PR #31, opened 2018-01-16
TestConfiguration from file

m-kostrzewa:

PR #42, opened 2018-01-19
JW-1398 Setup TestConfiguration in file instead of envs 

krdln:


Jenkinsfile
```diff
@@ -75,6 +75,8 @@ pipeline {
             environment {
                 // TESTBED_HOSTNAMES = SpawnedTestbedVMNames
                 ARTIFACTS_DIR = "output"
+                // TODO actually create this file
+                TEST_CONFIGURATION_FILE = "GetTestConfigurationJuni.ps1"
```
m-kostrzewa, line 79: Since we're abandonning Codi CI I think we can keep it in code.

CIScripts/Test/TestRunner.ps1
```diff
@@ -17,71 +17,18 @@
 . $PSScriptRoot\Tests\WindowsLinuxIntegrationTests.ps1
 
 function Run-TestScenarios {
-    Param ([Parameter(Mandatory = $true)] [PSSessionT[]] $Sessions)
+    Param (
+        [Parameter(Mandatory = $true)] [PSSessionT[]] $Sessions,
+        [Parameter(Mandatory = $true)] [String] $TestConfigurationFile
```
m-kostrzewa, line 22: I don't see the reason to pass `$TestConfigurationFile` instead of `$TestConfiguration` struct here. Loading config is one responsibility of `Run-TestScenarios` that we can get rid of here thanks to our refactor (which is good - SRP). What do you think?

CIScripts/Test/TestRunner.ps1
```diff
@@ -17,71 +17,18 @@
...
-            Name = $Env:NETWORK_WITH_POLICY_1_NAME
-            Subnets = @($Env:NETWORK_WITH_POLICY_1_SUBNET)
-        }
+        . "$TestConfigurationFile"
 
-        $NetworkWithPolicy2Configuration = [NetworkConfiguration] @{
-            Name = $Env:NETWORK_WITH_POLICY_2_NAME
-            Subnets = @($Env:NETWORK_WITH_POLICY_2_SUBNET)
-        }
+        $TestConfiguration = Get-TestConfiguration
```
m-kostrzewa, line 29: So, we use a consolidation seam here (we source a file with specific implementation of functions). I'm not sure I like it tbh, it generates additional 

Why not just use the method in this PR: https://github.com/codilime/contrail-windows-ci/pull/31/files ? Then we have something like `$TestConfiguration = Import-LocalizedData -FileName TestConfiguration.psd1`.

m-kostrzewa (dismissed):

CIScripts/Test/TestRunner.ps1
krdln: The only problem is that the file actually constains 3 test configurations, so we could pass either 3 `TestConfigurations` or create something like `TestConfigurationProvider`. What do you think about that?

CIScripts/Test/TestRunner.ps1
krdln: >  it generates additional

Additional what?

I've tried to make it work before with `Import-LocalizedData` and concluded that it's really not an appropriate way to do it, because:
1. It insists on presence of subdirectories like `en_US`.
2. The name of the function is confusing
3. This file can contain map of maps, we need nested typed objects. (Perhaps `psd1` files can contain objects. I'll need to retest that)
4. We want to load 3 similar, but different `TestConfiguration`s. The easiest way to describe "take the first test configuration and change some variables" is with code.

In general, my idea was to create an interface with 3 functions (`Get-TestConfiguration`, -`Udp` and -`WindowsLinux`) and select the provider with environment variables. You can imagine that we're just selecting implementation of this interface with a file.

Jenkinsfile
krdln: No sure what you mean here.

CIScripts/Test/TestRunner.ps1
m-kostrzewa: There's no need for `GetTestConfigurationCodiLegacy.ps1` and `GetTestConfigurationJuni.ps1`. One file would be enough.

Then we don't need to source file inside `Run-TestScenarios` func - we can include it on the top of the file like normal.

m-kostrzewa:
TBH this changeset only makes me realize how bad the current usage of `$TestConfiguration` struct is. 
Maybe we should focus on refactoring the usage of it first.

So maybe we should just put every env var in Jenkinsfile for now, so we don't complicate the refactor. And then refactor...

krdln:
The current plan is to get rid of the Env variable and just move these function to some regular file. @jacek-izykowski

sodar (approved):

krdln:
recheck no bug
● ● ● ● ● ● ●
▸ ASSIGNED TASK: Find the line with "4. We want to" in the listing above, then write out that line and each remaining line exactly, with no other text.

▸ ANSWER SECTION:
4. We want to load 3 similar, but different `TestConfiguration`s. The easiest way to describe "take the first test configuration and change some variables" is with code.

In general, my idea was to create an interface with 3 functions (`Get-TestConfiguration`, -`Udp` and -`WindowsLinux`) and select the provider with environment variables. You can imagine that we're just selecting implementation of this interface with a file.

Jenkinsfile
krdln: No sure what you mean here.

CIScripts/Test/TestRunner.ps1
m-kostrzewa: There's no need for `GetTestConfigurationCodiLegacy.ps1` and `GetTestConfigurationJuni.ps1`. One file would be enough.

Then we don't need to source file inside `Run-TestScenarios` func - we can include it on the top of the file like normal.

m-kostrzewa:
TBH this changeset only makes me realize how bad the current usage of `$TestConfiguration` struct is. 
Maybe we should focus on refactoring the usage of it first.

So maybe we should just put every env var in Jenkinsfile for now, so we don't complicate the refactor. And then refactor...

krdln:
The current plan is to get rid of the Env variable and just move these function to some regular file. @jacek-izykowski

sodar (approved):

krdln:
recheck no bug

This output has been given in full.